— Exercise directions —
Restate word for word the line containing "-5,15 +5,76 @@" and each line that follows it, through the last line below, and nothing else.

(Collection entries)
--*--

PR #1515, opened 2023-11-11
Increase robustness of `XMLDocument` parser

AMS21:
- Initialize `m_bIgnoreMissingEndTagError`
- Pass down `bool fatal` to `ParseFile`. Previously we would still hit assertions for invalid `#includes` with `fatal` set to `false`
- Fix potential use of `nullptr` when `strstr` returns `nullptr`
- Introduce a non failing variant of `r_string` called `try_r_string`
- Fix various problems with the handling of `#include`, remove not needed string copy and give feedback on invalid things instead of silently ignoring problems.
- Fix an infinite loop in tinyxml when parsing an invalid UTF-8 sequence
- Fix infinite recursion or cyclic includes causing a stack overflow

### DIFF
--- a/src/xrCore/XML/XMLDocument.cpp
+++ b/src/xrCore/XML/XMLDocument.cpp
@@ -5,15 +5,76 @@
 pcstr UI_PATH = UI_PATH_DEFAULT;
 pcstr UI_PATH_WITH_DELIMITER = UI_PATH_DEFAULT_WITH_DELIMITER;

--*--

— Response area —
@@ -5,15 +5,76 @@
 pcstr UI_PATH = UI_PATH_DEFAULT;
 pcstr UI_PATH_WITH_DELIMITER = UI_PATH_DEFAULT_WITH_DELIMITER;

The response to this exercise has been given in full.